Такое решение Слейтера в разгар процесса, обещавшего почти наверняка завершиться в его пользу, демонстрирует некоторые стороны его характера. Одна из них — неустойчивый темперамент, который будет регулярно давать о себе знать во время каторги и затем после освобождения. Другая — неуверенность в финансах: скромные средства, которыми располагал Слейтер, уже ушли на судебные расходы.
Была и третья причина, больше других отражающая сложную натуру Слейтера. Несмотря на неопределенность стиля жизни, репутация заботила его не меньше, чем любого буржуа той эпохи, и он отчаянно жаждал восстановить свое доброе имя. Однако для того образа жизни, который вел Слейтер, в некоторых отношениях он был поразительно наивен. Отлично сознавая свою невиновность, он решил довериться шотландскому правосудию. Суд, как он считал, оправдает его раз и навсегда.
Если вам нужно раскрыть преступление, позовите врача, а еще лучше — врача, который пишет детективы. Расследование сродни диагностике: как и многие другие интеллектуальные занятия Викторианской эпохи, медицина и раскрытие преступлений стремятся реконструировать прошлое путем тщательного изучения ключей-подсказок.
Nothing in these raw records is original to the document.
PR #437, opened 2026-04-09
PLT-1625 Service Connect 

mianava:
## 🎫 Ticket

## 🛠 Changes

This PR improves security posture and adds ECS Service Connect TLS support to the ECS service module. It also moves task role management and security group management into the module to reduce boilerplate in caller stacks.

- ssm:GetParameters now scoped to specific parameter ARNs; removed wildcard
- Task role moved into module; KMS always included and scoped to your vpc encryption (platform module derived) kms key;
- Cloudwatch log groups managed by Tofu with configurable retention (log_retention_days, default: 180) and KMS encryption
- Security group: Module creates and manages the task security group; callers add ingress/egress rules via task_security_group_id output
- Test stack : added services/tftesting/ecs-stack with two-service mTLS that can be validated with exec calls to the service-a, sets up a legacy ecs service to ensure backwards compatibility and non-enablement of service connect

Если XIX век предварял собой появление современной науки, то в числе прочего это была и наука определенного вида — сферы реконструкции, такие как геология, археология, палеонтология и эволюционная биология, которые позволяли исследователю получить сумму сведений о прошлых событиях через сохранившиеся до настоящего времени следы-свидетельства, часто почти неразличимые.